**Data shown**
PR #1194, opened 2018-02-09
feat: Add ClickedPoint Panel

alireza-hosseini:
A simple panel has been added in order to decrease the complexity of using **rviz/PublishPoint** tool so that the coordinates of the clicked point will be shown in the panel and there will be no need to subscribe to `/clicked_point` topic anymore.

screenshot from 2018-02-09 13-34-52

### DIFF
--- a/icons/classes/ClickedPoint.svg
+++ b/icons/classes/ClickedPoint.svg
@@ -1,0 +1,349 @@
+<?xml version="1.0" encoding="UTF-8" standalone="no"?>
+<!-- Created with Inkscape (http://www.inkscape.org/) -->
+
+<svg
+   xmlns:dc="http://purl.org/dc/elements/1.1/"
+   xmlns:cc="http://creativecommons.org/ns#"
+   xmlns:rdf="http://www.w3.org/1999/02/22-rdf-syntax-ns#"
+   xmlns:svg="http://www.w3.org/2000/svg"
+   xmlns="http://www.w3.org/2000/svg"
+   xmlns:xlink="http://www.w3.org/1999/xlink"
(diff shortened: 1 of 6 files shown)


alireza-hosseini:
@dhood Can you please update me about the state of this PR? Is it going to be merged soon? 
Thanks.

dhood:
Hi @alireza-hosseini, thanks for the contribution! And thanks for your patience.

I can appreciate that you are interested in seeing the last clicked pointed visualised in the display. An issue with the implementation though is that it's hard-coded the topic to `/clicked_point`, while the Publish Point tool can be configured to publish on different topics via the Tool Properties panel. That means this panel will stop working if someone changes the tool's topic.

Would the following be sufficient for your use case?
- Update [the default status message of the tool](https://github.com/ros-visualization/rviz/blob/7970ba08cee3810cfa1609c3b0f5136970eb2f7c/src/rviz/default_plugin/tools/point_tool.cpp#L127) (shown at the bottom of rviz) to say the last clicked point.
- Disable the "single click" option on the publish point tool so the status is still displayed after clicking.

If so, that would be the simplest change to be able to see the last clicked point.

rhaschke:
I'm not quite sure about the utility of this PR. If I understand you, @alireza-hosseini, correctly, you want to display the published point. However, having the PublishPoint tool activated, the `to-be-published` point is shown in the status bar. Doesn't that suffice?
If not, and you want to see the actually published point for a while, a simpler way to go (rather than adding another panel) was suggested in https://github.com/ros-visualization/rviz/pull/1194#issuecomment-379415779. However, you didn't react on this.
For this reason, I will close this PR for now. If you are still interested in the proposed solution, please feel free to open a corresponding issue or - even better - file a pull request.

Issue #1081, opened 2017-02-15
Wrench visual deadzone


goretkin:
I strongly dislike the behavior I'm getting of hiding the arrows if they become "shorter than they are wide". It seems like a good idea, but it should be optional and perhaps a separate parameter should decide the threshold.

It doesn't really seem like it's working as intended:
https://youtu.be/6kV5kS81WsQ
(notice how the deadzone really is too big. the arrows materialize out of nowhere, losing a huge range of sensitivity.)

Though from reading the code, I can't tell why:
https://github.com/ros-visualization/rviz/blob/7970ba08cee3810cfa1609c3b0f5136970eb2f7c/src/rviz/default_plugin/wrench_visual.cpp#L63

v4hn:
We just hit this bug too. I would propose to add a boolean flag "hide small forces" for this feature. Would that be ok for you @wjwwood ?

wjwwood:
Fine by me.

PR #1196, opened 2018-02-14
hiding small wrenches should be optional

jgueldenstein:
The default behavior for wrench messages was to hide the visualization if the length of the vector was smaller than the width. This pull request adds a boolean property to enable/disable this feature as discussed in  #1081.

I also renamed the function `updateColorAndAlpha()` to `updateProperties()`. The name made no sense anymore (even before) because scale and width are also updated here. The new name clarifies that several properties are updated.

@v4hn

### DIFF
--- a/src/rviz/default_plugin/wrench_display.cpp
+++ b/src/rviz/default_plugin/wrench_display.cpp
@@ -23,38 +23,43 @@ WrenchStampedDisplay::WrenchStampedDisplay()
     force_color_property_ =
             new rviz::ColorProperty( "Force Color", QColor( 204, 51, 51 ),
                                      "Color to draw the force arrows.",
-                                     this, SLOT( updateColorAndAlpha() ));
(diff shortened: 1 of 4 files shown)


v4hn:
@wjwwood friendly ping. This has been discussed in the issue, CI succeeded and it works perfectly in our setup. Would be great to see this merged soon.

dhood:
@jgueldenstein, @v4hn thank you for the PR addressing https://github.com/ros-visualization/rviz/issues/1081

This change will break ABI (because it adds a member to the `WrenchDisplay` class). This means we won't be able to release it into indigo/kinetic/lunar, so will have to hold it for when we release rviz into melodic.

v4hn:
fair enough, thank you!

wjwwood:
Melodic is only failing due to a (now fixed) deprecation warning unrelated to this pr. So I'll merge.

**Exercise instructions**
What lines hold the string "still"? Pick them out of the data.

**Task output**
- Disable the "single click" option on the publish point tool so the status is still displayed after clicking.
For this reason, I will close this PR for now. If you are still interested in the proposed solution, please feel free to open a corresponding issue or - even better - file a pull request.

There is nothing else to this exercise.